# Which $n$ will satisfy $\phi(n)=2n$?

The full question says: Perfect numbers satisfy $$\sigma(n)=2n$$. Which $$n$$ satisfy $$\phi(n)=2n$$?

My response is that for $$n=p_1^{e_1}p_2^{e_2}\dots p_k^{e_k}$$, an alternate expression of the $$\phi$$-function gives

$$\phi(n)=n\left(1-\frac {1} {p_1}\right)\left(1-\frac {1} {p_2}\right)\dots\left(1-\frac {1} {p_k}\right)$$

And this expression suggests that $$\phi(n)$$ must be less than or equal to $$n$$, so that there could be NO $$n$$ (other than one) that would satisfy the condition.

Is my argument sound?

• yes, $\phi(n) < n$ unless $n=1$ Commented Jul 20 at 1:15
• You don't need the formula. More simply by definition $\,\phi(n)\,$ counts which of the $\,\color{#c00}n\,$ integers $\,1,2,3,\ldots,n\,$ are coprime to $\,n,\,$ so $\,\phi(n)\le \color{#c00}n < 2n.\ \$ Commented Jul 20 at 1:38
• For a solution-verification question to be on topic you must specify precisely which step in the proof you question, and why so. This site is not meant to be used as a proof checking machine. Commented Jul 20 at 1:39
• @BillDubuque, thank you for your comments. Could you please point me to some place where I can review the purposes of the site so as not to abuse the privilege of using the site? I sought to find a similar question so as not to duplicate an existing question. I am studying by myself, so I have no one that I can ask about these things. So any suggestions are appreciated. Commented Jul 20 at 2:22
• It would be more interesting to consider the equation $\phi(2n)=n$ instead.
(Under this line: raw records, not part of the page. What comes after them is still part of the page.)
PR #452, opened 2022-09-27
Update README

swift-kim:
- Update the "Device limitations" section in README with minimum API level info.
- Update google_maps_flutter_tizen's README.

### DIFF
--- a/packages/google_maps_flutter/example/assets/map.html
+++ b/packages/google_maps_flutter/example/assets/map.html
@@ -1,25 +1,29 @@
 <!DOCTYPE html>
 <html>
-  <head>
-    <style>
-      html,body {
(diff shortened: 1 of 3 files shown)


packages/google_maps_flutter/example/assets/map.html
```diff
@@ -1,25 +1,29 @@
...
+  <div id="map"></div>
+  <script>
+    let map;
+    console.log("before load");
+  </script>
+  <script src="https://maps.googleapis.com/maps/api/js?key=">
+  </script>
+</body>
+
+</html>
```
swift-kim, line 29: Auto-formatted by VS Code.

bbrto21 (approved):

PR #449, opened 2022-09-27
Update tizen-manifest.xml files

swift-kim:
- Change the organization prefix in package and application IDs (`com.example` → `org.tizen`).
- Remove unnecessary `api-version` attributes from `ui-application` elements.
- Remove unnecessary `tv-info` elements.

PR #454, opened 2022-09-28
[tizen_bundle] General cleanups

swift-kim:
- Update outdated information in README.
- Remove redundant test cases.
- Simplify the example app.
- Export the `Uint8List` type from `tizen_bundle.dart`.
- Compute `Bundle.length`, `Bundle.isEmpty`, and `Bundle.isNotEmpty` more efficiently.
- Code formatting and cleanups.

### DIFF
--- a/packages/tizen_bundle/CHANGELOG.md
+++ b/packages/tizen_bundle/CHANGELOG.md
@@ -1,3 +1,7 @@
+## 0.1.1
+
+* General cleanups.
+
 ## 0.1.0
 
 * Initial release.
--- a/packages/tizen_bundle/README.md
+++ b/packages/tizen_bundle/README.md
@@ -2,7 +2,7 @@
 
 [![pub package](https://img.shields.io/pub/v/tizen_bundle.svg)](https://pub.dev/packages/tizen_bundle)
 
-Tizen bundle APIs.
+Tizen [Data Bundle](https://docs.tizen.org/application/native/guides/app-management/data-bundles) APIs.
 
 ## Usage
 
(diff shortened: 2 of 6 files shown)


HakkyuKim (approved):
LGTM

bbrto21:
@swift-kim Using this PR on TV emulator, I can't quit the example using 'q' key. could you please cross check this?

HakkyuKim:
> Using this PR on TV emulator, I can't quit the example using 'q' key.

I tried it as well, it doesn't quit the app.

> I also got an error message "Failed to stop app"after integration test

I cannot reproduce this though, both using `flutter-tizen test integration_test` and `./tools/tools_runner.sh integration-test --packages tizen_bundle`.

bbrto21:
@HakkyuKim I used below command
```
flutter-tizen drive --driver=test_driver/integration_test.dart --target=integration_test/bundle_test.dart
```

HakkyuKim:
@bbrto21 
Ah, I can reproduce it with that command, thanks.

swift-kim:
@HakkyuKim @bbrto21 Nice catch. The error is a result of the following defects (which are not related to this change).

(1) The application ID (`org.tizen...`) of this package doesn't match its package ID (`com.example...`). This is [technically not allowed](https://docs.tizen.org/application/native/index#package-id-and-application-id) on Tizen but it seems no error actually happens during the installation of the package:

> The application ID must be the same as the package ID if the package contains a single application.

(2) Unlike the `app_launcher -k` command, the secure command `kill` takes a package ID as an argument instead of an application ID. I thought the two commands were equivalent but apparently it's not. The code is [here](https://github.com/flutter-tizen/flutter-tizen/blob/8bc9483c0aa9f65efdb7e4928c7434ebe6623159/lib/tizen_device.dart#L482-L483).

(1) has already been fixed by https://github.com/flutter-tizen/plugins/pull/449. I'll make a patch for (2) soon.

bbrto21 (approved):

PR #455, opened 2022-09-29
Hold memory of StreamHandlerError's member

bbrto21:
* Use a derived class to hold memory not guaranteed by StreamHandlerError.
* This patch prevents crashes caused by dereferences to invalid memory.
* Update version.

### DIFF
--- a/packages/battery_plus/CHANGELOG.md
+++ b/packages/battery_plus/CHANGELOG.md
@@ -1,3 +1,7 @@
+## 1.1.1
+
+* Hold memory of StreamHandlerError's member to prevent crash.
+
 ## 1.1.0
 
 * Update battery_plus to 2.1.3.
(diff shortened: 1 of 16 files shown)


bbrto21:
This PR is workaround for https://github.com/flutter-tizen/plugins/pull/351#discussion_r847005275.
If the right solution is applied upstream, then I will revert it.

swift-kim:
You may consider applying this to messageport_tizen, tizen_audio_manager, video_player_tizen, and wearable_rotary as well. They will need a bit of refactoring.

bbrto21:
> You may consider applying this to messageport_tizen, tizen_audio_manager, video_player_tizen, and wearable_rotary as well. They will need a bit of refactoring.

I think packages you mentioned are too many to include this PR. 
it would be better to open a PR that performs refactoring and apply this for each. If you don't mind, I'll go ahead with other PRs.

swift-kim (approved):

As it turns out, the solutions to that equation are exactly the powers of $2$. Commented Jul 20 at 3:27

More precisely, your conclusion is that the formulation of $$\phi$$ given shows if $$n$$ has any prime divisors, then $$\phi(n) < n$$.
But that doesn't mean that, for your final candidate of concern, $$\phi(1)=2$$. In fact, $$\phi(1) = 1$$.
So no positive integers whatsoever satisfy $$\phi(n)=2n$$.